Every line from the one containing "the actual release." to the one containing "Patch every month." in the records below, both included, must be set down exactly, and no other line.

- Saved entries -
BEGIN

PR #2775, opened 2018-11-22
refactor: getDocComment uses the same implementation as pretty-printer

monperrus:
(reduce code duplication)


pvojtechovsky:
Thank you Martin

Issue #1467, opened 2017-07-06
bug: FilterTest#testClassCastExceptionOnForEach seems to fail on CI


surli:
See: https://ci.inria.fr/sos/job/Spoon%20Install%20Commit%20Hook/224/console

> Tests run: 40, Failures: 0, Errors: 1, Skipped: 0, Time elapsed: 4.194 sec <<< FAILURE! - in spoon.test.filters.FilterTest
testClassCastExceptionOnForEach(spoon.test.filters.FilterTest)  Time elapsed: 0.109 sec  <<< ERROR!
spoon.SpoonException: Execution of query callback failed
	at spoon.test.filters.FilterTest.testClassCastExceptionOnForEach(FilterTest.java:884)
Caused by: java.lang.ClassCastException: spoon.reflect.CtModelImpl$CtRootPackage cannot be cast to spoon.reflect.declaration.CtType
	at spoon.test.filters.FilterTest.testClassCastExceptionOnForEach(FilterTest.java:884)

surli:
This bug seems to occur with a specific version of JDK, I manage to reproduce it with Oracle JDK 8.0.40: https://ci.inria.fr/sos/job/Spoon%20Install%20Commit%20Hook/229/consoleFull

The last version of JDK 8 seems to fix the bug, which is why we did not see the bug with Travis: https://ci.inria.fr/sos/job/Spoon%20Install%20Commit%20Hook/226/consoleFull

nharrand:
On travis it occurs with both openjdk11 and oracle jdk11.
See https://travis-ci.org/INRIA/spoon/jobs/459858096
It might be worth reopening this issue.

PR #2782, opened 2018-11-26
WIP: perf(.travis.yml): merge travis builds to fall under 5 builds

nharrand:
As travis builds are limited to 5 parallel builds for Spoon, I propose to merge the 3 fastest builds into one. (This 3 builds are just verification that are not tests, and are quite fast.) ~~Hopefully this new build is still faster than the slowest one~~, so it should be a net gain on ~~both time and~~ resources.


nharrand:
Ok, my bad `travis-coverage.sh` is actually comparably slow to `travis-jdk8.sh`. 
 * Would it make sense to make it failable and remove `travis-jdk8.sh`?
 * Or maybe can we merge former `travis-verify.sh`, and former travis-maven339-jdk8.sh` with `travis-spoon-decompiler.sh` as they are the actual 3 fastest?

surli:
I would personnally merge mvn339-jdk8 and jkd8 to keep only one. And I'd remove jdk9 since it won't be a LTS: we should only test against JDK8 and 11, since 11 will be the new LTS. For corner cases we should have checks for 7, 9 and 10 on another CI.

nharrand:
Sounds good to me.

Following your advice, I've replaced `travis-jdk9.sh` by `travis-jdk11.sh` and removed `travis-jdk8.sh` in favor of `travis-maven339-jdk8.sh`. 

As we are still one build short, I've left the merge between `travis-verify.sh` and `travis-spoon-decompiler.sh`. (Alternatively, we can unmerge them, and remove `travis-jdk10.sh`)

surli:
>  back to jdk9 while #1467 occurs with jdk11 

Actually that's interesting: I'd be more in favor of keeping jdk11 and fixing quickly #1467. As I said JDK11 is supposed to be the new LTS for Java. We need to fix that ASAP.

monperrus:
LGTM

monperrus:
Waiting for #2789 to be merged before rebasing.

nharrand:
OK, this finally works.
Ready for review.

PR #2785, opened 2018-11-26
bug: test to reproduce the error with wildcards

monperrus:


monperrus:
@pvojtechovsky you touched the imports recently, would you have a look at this one?

pvojtechovsky:
I will have a look

pvojtechovsky:
I rebased this new test to #2683 and it passes well. So I do not want to try to fix it using old import code, which I would like to get rid.

monperrus:
OK. Let's finish #2683 then.

Issue #2779, opened 2018-11-26
continuous delivery for Spoon


monperrus:
Hi all,

I'd like to propose to set up continuous delivery for Spoon. The idea is that we would do an automated release every month.

Notes:
* we would set up a project `spoon-continuous-delivery` on SpoonLabs, with a monthly Travis job responsible for making the actual release.
* by default, there would be the automated changelog, but we would have a way to extend it by committing to `spoon-continuous-delivery` before the due date (eg by committing to `spoon-continuous-delivery/changelog/7.3.0.md`)
* by default, the last digit of the version would be {year}{month}, eg `7.2.201812`. We would change manually major and minor with normal commits on master.

WDYT?

pvojtechovsky:
I like this idea

nharrand:
+1

nharrand:
If we stick with `{Major}.{Minor}.{Patch}`, we can still:
 * Change the **Major** version when breaking changes occur (on non `@Experimental`, and non `internal` api).
 * Change the **Minor** version when we feel like significant new features/bugfixes/modifications have accumulated as currently.
 * Change the **Patch** monthly automatically.

I think a user who updates his/her maven dependency to spoon when a new **Minor** is published wouldn't be affected.
Only a user who would update automatically for the latest would be affected. But I assume a user that does so is expressing that he/she wants the latest bugfixes ASAP. So I don't feel it is such a contract breach.

surli:
I completely agree on the versioning scheme. And the impact on the users, but I'm not sure to follow exactly what you mean. 

From what I understand, you propose that the release job infers automatically the new version number of the release based on what? The label info from the PRs? 
Or do you assume that each time we break something we will push the new version number for the release?

nharrand:
I assumed (but it's just a proposal) that if we leave it alone, the release job would only release a new **Patch** every month.
But we could manually release **Major** and **Minor** when we decide to.

surli:
> the release job would only release a new Patch every month.

yeah but it would be wrong if we'd merge a breaking PR during the month. So we would need to be extra careful on that case.

nharrand:
Yes for existing API. 
We could also progressively increase the use of `@Experimental` and internal packages, to avoid these problems.

monperrus:
Just did a manual release myself. Full automation won't be straightforward, and it will take us some releases to get the release script working perfectly :-) But it would really save time. I

[...]

PR #2786, opened 2018-11-26
doc: remove all hard coded version numbers to simplify release

monperrus:
baby pr for #2779

### DIFF
--- a/doc/_config.yml
+++ b/doc/_config.yml
@@ -18,9 +18,16 @@ include: [_includes]
 # variables
 
 sidebar_tagline: Spoon
-sidebar_version: version 7.0.0
-spoon_release: "7.1.0"
-spoon_snapshot: "7.2.0-SNAPSHOT"
+
+# this is replaced at deployment time by job https://ci.inria.fr/sos/job/Website Deployer/
+# LATESTVERSION=`curl -s "http://search.maven.org/solrsearch/select?q=g:%22fr.inria.gforge.spoon%22+AND+a:%22spoon-core%22" | jq .response.docs[0].latestVersion`
+# sed -i -e "s/^spoon_release: .*/spoon_release: $LATESTVERSION/" _config.yml
+spoon_release: "TO_BE_REPLACED"
+
+# this is replaced at deployment time by job https://ci.inria.fr/sos/job/Website Deployer/
+# SNAPSHOTVERSION=`xmlstarlet sel -t -v /_:project/_:version ../pom.xml`
+# sed -i -e "s/^spoon_snapshot: .*/spoon_snapshot: \"$SNAPSHOTVERSION\"/" _config.yml
+spoon_snapshot: "TO_BE_REPLACED"
 
 exclude:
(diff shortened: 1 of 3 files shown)


doc/_config.yml
```diff
@@ -18,9 +18,16 @@ include: [_includes]
 # variables
 
 sidebar_tagline: Spoon
-sidebar_version: version 7.0.0
```
surli: just for info, can't you define sidebar_version according to spoon_release?

doc/_config.yml
```diff
@@ -18,9 +18,16 @@ include: [_includes]
...
-spoon_release: "7.1.0"
-spoon_snapshot: "7.2.0-SNAPSHOT"
+
+# this is replaced at deployment time by job https://ci.inria.fr/sos/job/Website Deployer/
+# LATESTVERSION=`curl -s "http://search.maven.org/solrsearch/select?q=g:%22fr.inria.gforge.spoon%22+AND+a:%22spoon-core%22" | jq .response.docs[0].latestVersion`
+# sed -i -e "s/^spoon_release: .*/spoon_release: $LATESTVERSION/" _config.yml
```
surli: Is this command pushed somewhere?

tdurieux:
@GerardPaligot did before a script that automatically updates those version. I feel it is a better solution

doc/_config.yml
monperrus: that is another option, but I prefer to simply get rid of sidebar_version

doc/_config.yml
monperrus: yes, in the Jenkins config, which is mirrored here https://github.com/SpoonLabs/spoon-ci-config

monperrus:
You're right, the problem is that this script is a bash monster that hasn't been executed and maintained for more than 4 years.

tdurieux:
I just looked a the script (that is not really a monster), it seems that it is pretty simple to maintain and only minor changes are required.
see: 
https://github.com/INRIA/spoon/blob/master/doc/_release/deploy_production.sh

monperrus:
Thanks for the link.

Regardless of the script, I'm in favor of the simplification of this PR, on the ground that simpler means less error-prone today and in the future.

doc/_config.yml
surli: Good to know!

doc/_config.yml
surli: ok

GerardPaligot:
That could be interesting to migrate all these old scripts from bash to a better and more maintainable language. You always use Maven to package your project, that could be interesting to migration to Gradle and create better scripts in Groovy or Kotlin for all these tasks that could be automatic. :)

monperrus:
+100 for @GerardPaligot's comment. (good to see you Gérard :-)

For the next release, I'm considering writing some Python scripts.

monperrus:
With no other comments, ready for merge.

monperrus:
ready for merge

PR #2787, opened 2018-11-27
fix(CtQueryImpl#detectTargetClassFromCCE, FilterTest#testInvalidQueryStep): Adapt parsing of ClassCastException message which has changed in oracle jdk 11

nharrand:
See #2782 for test

Apparently, in jdk 11, ClassCastException message can be:
```
class java.lang.Integer cannot be cast to class spoon.reflect.declaration.CtType (java.lang.Integer is in module java.base of loader 'bootstrap'; spoon.reflect.declaration.CtType is in unnamed module of loader 'app')
```
instead of:
```
java.lang.Integer cannot be cast to spoon.reflect.declaration.CtType
```
So:
`CtQueryImpl#detectTargetClassFromCCE` has been changed to parse new messages as well. ( fix#1467 )
`FilterTest#testInvalidQueryStep()` has been changed for the same reason (an assert relied on the previous message).


src/test/java/spoon/test/fieldaccesses/FieldAccessTest.java
```diff
@@ -388,7 +389,7 @@ public void testFieldAccessOnUnknownType() {
 			@Override
 			public <T> void visitCtFieldWrite(CtFieldWrite<T> fieldWrite) {
 				visited++;
-				assertEquals("array", ((CtVariableWrite) fieldWrite.getTarget()).getVariable().getSimpleName());
+				assertEquals("array", ((CtVariableAccess) fieldWrite.getTarget()).getVariable().getSimpleName());
```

END

- EXERCISE SOLUTION -
* we would set up a project `spoon-continuous-delivery` on SpoonLabs, with a monthly Travis job responsible for making the actual release.
* by default, there would be the automated changelog, but we would have a way to extend it by committing to `spoon-continuous-delivery` before the due date (eg by committing to `spoon-continuous-delivery/changelog/7.3.0.md`)
* by default, the last digit of the version would be {year}{month}, eg `7.2.201812`. We would change manually major and minor with normal commits on master.

WDYT?

pvojtechovsky:
I like this idea

nharrand:
+1

nharrand:
If we stick with `{Major}.{Minor}.{Patch}`, we can still:
 * Change the **Major** version when breaking changes occur (on non `@Experimental`, and non `internal` api).
 * Change the **Minor** version when we feel like significant new features/bugfixes/modifications have accumulated as currently.
 * Change the **Patch** monthly automatically.

I think a user who updates his/her maven dependency to spoon when a new **Minor** is published wouldn't be affected.
Only a user who would update automatically for the latest would be affected. But I assume a user that does so is expressing that he/she wants the latest bugfixes ASAP. So I don't feel it is such a contract breach.

surli:
I completely agree on the versioning scheme. And the impact on the users, but I'm not sure to follow exactly what you mean. 

From what I understand, you propose that the release job infers automatically the new version number of the release based on what? The label info from the PRs? 
Or do you assume that each time we break something we will push the new version number for the release?

nharrand:
I assumed (but it's just a proposal) that if we leave it alone, the release job would only release a new **Patch** every month.
But we could manually release **Major** and **Minor** when we decide to.

surli:
> the release job would only release a new Patch every month.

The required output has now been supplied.